Suggesting Relevant Questions for a Query Using Statistical Natural Language Processing Technique
This work addresses the need for better question suggestion systems to reduce search time on e-commerce sites, train employees, and aid student learning, though it appears incremental as it builds on existing syntactic and semantic approaches.
The paper tackles the problem of suggesting similar questions for user queries by proposing a self-learning combined approach that uses a weighted syntactic and semantic similarity index to find relevant questions from a database, with comprehensive analysis showing improved efficiency and efficacy over existing methods.

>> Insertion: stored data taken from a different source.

PR #201, opened 2020-08-16
Add state for active objects to GUI

### LINKED ISSUE #200: GUI doesn't remember focus
You may have noticed that when you try to drag the scrollbar e.g. in the server browser it only works while you have the mouse cursor on it and if you release the mouse button somewhere else that counts as a click there. Or if you drag from one button to another it will count as a click on the second button.

That happens because the game doesn't store information about GUI objects to the next frame, so on the next frame the game will not know what object you were interacting with on the previous frame, and therefore it can't remember that you were using the scrollbar when the cursor leaves it.

This is annoying and it should be fixed so that you can drag-scroll while not looking at the cursor, and button clicks should only count if you pressed down the mouse button on the same GUI button as you release it on.

I'm already working on a fix for this.

robalni:
Fixes #200 about sliders that only work when the mouse is over them.

This commit adds two things; state variables (`*childpath`) with
function that modifies it, and modifications to relevant GUI object
(e.g. button, slider) functions so that they use that function to
register as a unique object and find out whether they are active.

The GUI code now keeps track of the "path" to each object.  By "path" I
mean e.g. go to the 3rd top-level child and then to it's 2nd child.
This is similar to what it looks like they do in Red Eclipse 2.  This is
not a perfect solution because it's possible that these paths change
when objects are added or removed but it is much better than just giving
each object a simple number as ID because when something is changed
inside one list it doesn't change the path to an object that is not a
child of that list.

The modifications to the GUI objects are usually done so that the
mouse-up action only happens if the object is the active object (the
mouse was pressed down on that object).

### DIFF
--- a/src/engine/ui.cpp
+++ b/src/engine/ui.cpp
@@ -95,6 +95,44 @@ struct gui : guient
     static int curdepth, curlist, xsize, ysize, curx, cury, fontdepth, mergelist, mergedepth;
     static bool hitfx, skinfx, cursorfx;
 
+    // Example: {3, 2} means that the current object (button/slider/whatever) is the 2nd child of the 3rd top-level child.
+    // The exact numbers don't matter as long as they are unique for each object.
+    static vector<int> curchildpath;
+
+    // This is a copy of curchildpath made when pressing down a mouse button on an object.
+    // It's used to remember what item is interacted with (on the previous frame).
+    static vector<int> activechildpath;
+
+    // This is used to set activechildpath on the next frame.
+    // The reason we don't set activechildpath directly is that then it will be half set in the middle of each frame.
+    static vector<int> nextactivechildpath;
+
+    bool current_is_active()
+    {
+        if(activechildpath.size() != curchildpath.size()) return false;
+        for(int i = 0; i < curchildpath.size(); i++)
+        {
+            if(curchildpath[i] != activechildpath[i]) return false;
+        }
+        return true;
+    }
+
+    // Registers current object as unique and returns whether it's active (pressed with mouse).
+    bool unique_object_active(bool hit)
+    {
+        bool active = current_is_active();
+        if(active && mouse_action[0] & GUI_UP)
+        {
+            nextactivechildpath.clear();
+        }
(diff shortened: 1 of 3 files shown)


src/engine/ui.cpp
```diff
@@ -95,6 +95,44 @@ struct gui : guient
     static int curdepth, curlist, xsize, ysize, curx, cury, fontdepth, mergelist, mergedepth;
     static bool hitfx, skinfx, cursorfx;
 
+    // Example: {3, 2} means that the current object (button/slider/whatever) is the 2nd child of the 3rd top-level child.
+    // The exact numbers don't matter as long as they are unique for each object.
+    static vector<int> curchildpath;
```
MoonPadUSer, line 100: why not use `std::vector`?

MoonPadUSer, line 100: why not use `std::vector `?

src/engine/ui.cpp
```diff
@@ -313,10 +353,13 @@ struct gui : guient
             mergelist = curlist;
             mergedepth = curdepth;
         }
+        if(!curchildpath.empty()) curchildpath.last()++;
+        curchildpath.emplace_back(0);
     }
 
     int poplist()
     {
+        if(curchildpath.size()) curchildpath.pop_back();
```
MoonPadUSer, line 362: please write `if (int(curchildpath.size()) != 0)` instead of `if (curchildpath.size())`

MoonPadUSer:
functionality wise it looks pretty good so far

src/engine/ui.cpp
robalni: Because vector is used in other places. It could be confusing to mix the two.

MoonPadUSer: We wanna switch to using STL datatypes and functions instead of the custom implementation, IIRC the custom vector has severe memory problems, but also it's way easier to use the STL for everybody because everybody usually knows how it behaves, if you look at PRs that have been merged so far, they all use `std::vector` instead of `vector` unless it has a serious advantage to use `vector`

PR #207, opened 2020-09-06
Skip SDL if not building client

robalni:
This makes it possible to compile the server on computers that don't have SDL2.


TheAssassin (approved):

TheAssassin:
Good catch. Thanks!

PR #209, opened 2020-09-10
Crosshair separation

robalni:
The mouse cursor and the crosshair are currently treated as the same thing. The same variables are used to store their state and the same functions are used to render them. This was unexpected to me when I found it while trying to make changes to the mouse cursor.

In this pull request they are two different things. This makes it possible to e.g. show the crosshair and cursor in different positions at the same time and therefore it's also possible to keep the crosshair in the background while showing menus.

### DIFF
--- a/src/engine/rendergl.cpp
+++ b/src/engine/rendergl.cpp
@@ -1855,7 +1855,6 @@ void drawfadedslice(float start, float length, float x, float y, float size, flo
 
 float cursorx = 0.5f, cursory = 0.5f;
 float crosshairx = 0.5f, crosshairy = 0.5f;
-vec cursordir(0, 0, 0);
 vec crosshairdir(0, 0, 0);
 
 struct framebuffercopy
--- a/src/engine/rendergl.cpp
+++ b/src/engine/rendergl.cpp
@@ -1854,7 +1854,9 @@ void drawfadedslice(float start, float length, float x, float y, float size, flo
 }
 
 float cursorx = 0.5f, cursory = 0.5f;
+float crosshairx = 0.5f, crosshairy = 0.5f;
 vec cursordir(0, 0, 0);
+vec crosshairdir(0, 0, 0);
 
 struct framebuffercopy
 {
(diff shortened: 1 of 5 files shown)


src/game/hud.cpp
```diff
@@ -1310,12 +1310,54 @@ namespace hud
...
+    static int choose_pointer_type()
     {
-        int size = int((pointertype == POINTER_GUI ? cursorsize : crosshairsize)*hudsize);
-        float fade = pointertype == POINTER_GUI ? cursorblend : crosshairblend;
+        return hasinput() && !(!hasinput(true) || commandmillis > 0)
+            ? POINTER_GUI
+            : POINTER_NONE;
+    }
+
+    static void draw_pointer(int w, int h, int pointertype)
```
MoonPadUSer, line 1320: would be great if you could use `ivec2 dims` instead of` int w, int h`

src/engine/rendergl.cpp
```diff
@@ -1854,7 +1854,8 @@ void drawfadedslice(float start, float length, float x, float y, float size, flo
 }
 
 float cursorx = 0.5f, cursory = 0.5f;
-vec cursordir(0, 0, 0);
+float crosshairx = 0.5f, crosshairy = 0.5f;
```
MoonPadUSer, line 1857: why not use `vec2 crosshair_pos `instead of two floats?

robalni: Because I wanted to make it similar to cursorx and cursory to make the code more consistent.

MoonPadUSer: why not make `float cursorx` and `cursory` into a `vec2 cursor_pos` ?

robalni: Because that was not part of what I changed. You have to limit it somewhere.

MoonPadUSer: ok c:

MoonPadUSer (changes requested):
Looks and works great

Suggesting similar questions for a user query has many applications ranging from reducing search time of users on e-commerce websites, training of employees in companies to holistic learning for students. The use of Natural Language Processing techniques for suggesting similar questions is prevalent over the existing architecture. Mainly two approaches are studied for finding text similarity namely syntactic and semantic, however each has its draw-backs and fail to provide the desired outcome. In this article, a self-learning combined approach is proposed for determining textual similarity that introduces a robust weighted syntactic and semantic similarity index for determining similar questions from a predetermined database, this approach learns the optimal combination of the mentioned approaches for a database under consideration. Comprehensive analysis has been carried out to justify the efficiency and efficacy of the proposed approach over the existing literature.